In this case, I believe that the complexity simply shifted from generating/reviewing the code, to making sure that the correct pre-requisites exists, for AI to refrain from “sloppifying” your codebase, and actually write high-quality, easily-maintainable code.

This includes:

having a small & concise AGENTS.md/CLAUDE.md (see this study)
having a clean project tree (src/, artifcacts/, etc.)
a dedicated docs folder for the AI agent to continuously write documentation for the created software (preferably separated by date. As agents in general find it hard to keep changing around with the same documentation. You may face different results, but this has been my experience)
using an Agent-centric task management system, like beads by Steve Yegge
a test suite that the human actually owns. If you’re not reading the code, the tests are doing the verifying, so they can’t be written by the same model that wrote the code (or at least not in the same session), or they’ll share its blind spots. Derive at least some of them straight from the requirements, by hand.
writing detailed goal-posts
- without specifying in great detail, how to get there. This is almost worth it’s own separate article.
  Essentially, models like GPT-5.5 are smart enough to pick the best available option, according to the context it has.
  If you’re using Claude Opus, you should definitely give it some recommendations and opinions, so it has a starting point.
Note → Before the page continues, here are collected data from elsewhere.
PR #116, opened 2021-08-16
add tests for kv-store

trgill:


src/resource/kv-store.c
```diff
@@ -363,7 +363,7 @@ static int _hash_update_fn(const char *               key,
 void *kv_store_set_value(sid_resource_t *          kv_store_res,
                          const char *              key,
                          void *                    value,
-                         size_t                    value_size,
+                         size_t                    value_count,
```
trgill, line 366: @prajnoha maybe  there a context where this is a size and not a count?

tests/test_kv_store.c
```diff
@@ -230,6 +231,48 @@ static void test_kvstore_iterate(void **state)
...
+	                                        KV_STORE_VALUE_OP_MERGE,
+	                                        _kv_write_always,
+	                                        &update_arg),
+	                     NULL);
+	assert_int_equal(kv_store_num_etries(kv_store_res), 1);
+	kv_return_value = kv_store_get_value(kv_store_res, MERGE_KEY, &kv_data_size, NULL);
+
+	assert_int_equal(test_data_size, kv_data_size);
+	assert_int_equal(kv_return_value->size, kv_data_size);
+	assert_int_equal(memcmp(kv_return_value->data, test_iov, kv_data_size), 0);
```
trgill, line 298: @prajnoha the test is failing on the memcmp().  when I step through the hash lookup all looks fine.  I think it is related to not using a KV_STORE_VALUE_REF | KV_STORE_VALUE_VECTOR parameter.  Is it obvious to you what I'm doing wrong?

tests/test_kv_store.c
```diff
@@ -232,6 +233,66 @@ static void test_kvstore_iterate(void **state)
...
+	test_data_size = add_test_data(test_iov);
+
+	assert_ptr_not_equal(kv_store_set_value(kv_store_res,
+	                                        MERGE_KEY,
+	                                        test_iov,
+	                                        MAX_TEST_ENTRIES,
+	                                        KV_STORE_VALUE_VECTOR,
+	                                        KV_STORE_VALUE_OP_MERGE,
+	                                        NULL,
+	                                        NULL),
```
trgill, line 277: @prajnoha if I called the function supplying the last two parameters:

```
	assert_ptr_not_equal(kv_store_set_value(kv_store_res,
	                                        TEST_KEY,
	                                        test_iov,
	                                        MAX_TEST_ENTRIES,
	                                        KV_STORE_VALUE_VECTOR,
	                                        KV_STORE_VALUE_NO_OP,
	                                        test_kv_write_always,
	                                        &update_arg),
```
The data validation failed.  It only happens with OP_MERGE.

I'll look at why it fails.

src/resource/kv-store.c
prajnoha: This is meant to be "vector item count" in case we have a vector (value flagged as `KV_STORE_VALUE_VECTOR`) - then there's size inside the `struct iovec` and its`iov_len` field for each vector item.

It's "real size" in case it's the usual scalar value (so not flagged as `KV_STORE_VALUE_VECTOR`). I used "size" for the name of the parameter which seemed to be more generic and could incorporate both vector and non-vector case...

trgill: I see.  I'll drop the commit.

tests/test_kv_store.c
trgill: I was mistaken about how KV_STORE_VALUE_OP_MERGE works.  I see how it works now.

trgill:
@prajnoha I think this is ready for review.

src/resource/kv-store.c
```diff
@@ -546,6 +546,12 @@ void kv_store_iter_destroy(kv_store_iter_t *iter)
 	free(iter);
 }
 
+size_t kv_store_num_etries(sid_resource_t *kv_store_res)
```
prajnoha, line 549: little typo: `etries` --> `entries`

tests/test_kv_store.c
```diff
@@ -60,11 +102,77 @@ static void test_type_H(void **state)
...
+
+	kv_store_res = sid_resource_create(SID_RESOURCE_NO_PARENT,
+	                                   &sid_resource_type_kv_store,
+	                                   SID_RESOURCE_RESTRICT_WALK_UP,
+	                                   "testkvstore",
+	                                   &main_kv_store_res_params,
+	                                   SID_RESOURCE_PRIO_NORMAL,
+	                                   SID_RESOURCE_NO_SERVICE_LINKS);
+
+	KV_VALUE_PREPARE_HEADER(test_iov, seqnum, flags, (char *) TEST_OWNER);
```
prajnoha, line 125: Here, for the `KV_VALUE_PREPARE_HEADER`, the flags passed are supposed to be of `sid_ucmd_kv_flags_t` type - these are the flags that define permissions and persistency (protected/private/reserved...) - this is the extra part that ubridge adds on top of the pure `kv_store_value`.

So it's the `struct kv_store_value` that `kv_store.c` defines:

  [size] [int_flags] [ext_flags] [kv_store_data]

Then the `data` from the `kv_store_value` above is further enriched in `ubridge.c` as `struct kv_value`:

  [seqnum] [flags] [data]

So the overall record is then actually:
  

  [size] [int_flags] [ext_flags] [kv_store_data == [seqnum] [flags] [data]]

tests/test_kv_store.c
```diff
@@ -60,11 +102,77 @@ static void test_type_H(void **state)
...
+	                                        KV_STORE_VALUE_VECTOR,
+	                                        KV_STORE_VALUE_NO_OP,
+	                                        _kv_overwrite,
+	                                        &update_arg),
+	                     NULL);
+
+	assert_ptr_not_equal(iter = kv_store_iter_create(kv_store_res), NULL);
+	/* validate the contents of the kv store */
+	while ((return_iov = kv_store_iter_next(iter, &data_size, &flags))) {
+		assert_true(flags & (KV_STORE_VALUE_REF | KV_STORE_VALUE_VECTOR));
```
prajnoha, line 149: ...so, if you called `kv_store_set_value(kv_store_res, ..., KV_STORE_VALUE_VECTOR, ...)`, the flags tested should be only `KV_STORE_VALUE_VECTOR` (without `KV_STORE_VALUE_REF`).

This test line passes now, because `flags & (KV_STORE_VALUE_REF | KV_STORE_VALUE_VECTOR` is true if either `KV_STORE_VALUE_REF` is set or `KV_STORE_VALUE_VECTOR` is set or both. So we need to check the exact flags here with `==` instead of `&` I think (and without `KV_STORE_VALUE_REF` if we're not using it for `kv_store_set_value`)

prajnoha (changes requested):
Hey! Thanks! Just a few minor things to fix, but otherwise looks good...

src/resource/kv-store.c
trgill: thnaks

trgill:
@prajnoha I think I've addressed your comments.  Please let me know if I missed something.

prajnoha:
Merged, thanks!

However, this is much, much easier said than done. In my experience of using AI coding tools, each model and provider have their own set of “tendencies”. I also like to refer to these set of built-in, optional rules, that appear as a result of post-training and RLHF, as the Model’s Personality. This is why it’s so important to have someone on the team, who spends a lot of time with these models, so they can figure out, which model is the best for each task, and how you should write the prompt in order to achieve the best possible result, on the first try. On the other hand, if you update the (system)/prompt with instructions that directly contradict and conflict the personality of the model, you can, and WILL have worse results than when you fall in line with it’s choices and behaviors. Obviously this doesn’t mean you should throw away all your preferences, the point is to be more aware of the model’s tendencies and adapt your instructions to the model.

⚠️

This doesn’t apply to all labs or models. But it does to most frontier research labs like Anthropic & OpenAI. For example, try telling Codex to code without writing tests. Or the opposite with Claude. It’ll work to a certain extent, but once you start running out of context, for example, you’ll start facing issues.

Let’s address the elephant in the room: if nobody reads it, who debugs it when it breaks in production? Well, the reading doesn’t really disappear. But it stops being a mandatory gate on every change and becomes on-demand debugging. When something breaks, you debug. How? Find and give the logs to the model of choice. You shouldn’t be reading the code at that point, still.

All the things that were mentioned in this article, almost require for one person to own the repository or project they’re working on. Or at least the main / master branch.

Why, you might wonder? Well, remember the technical discussions you used to have with your co-workers about the specific syntax? About when you’re fine with unsafe calls in Rust?

While that was a big tangent from the original topic, it is still related, because code-generation & reviewing generated code go hand-in-hand.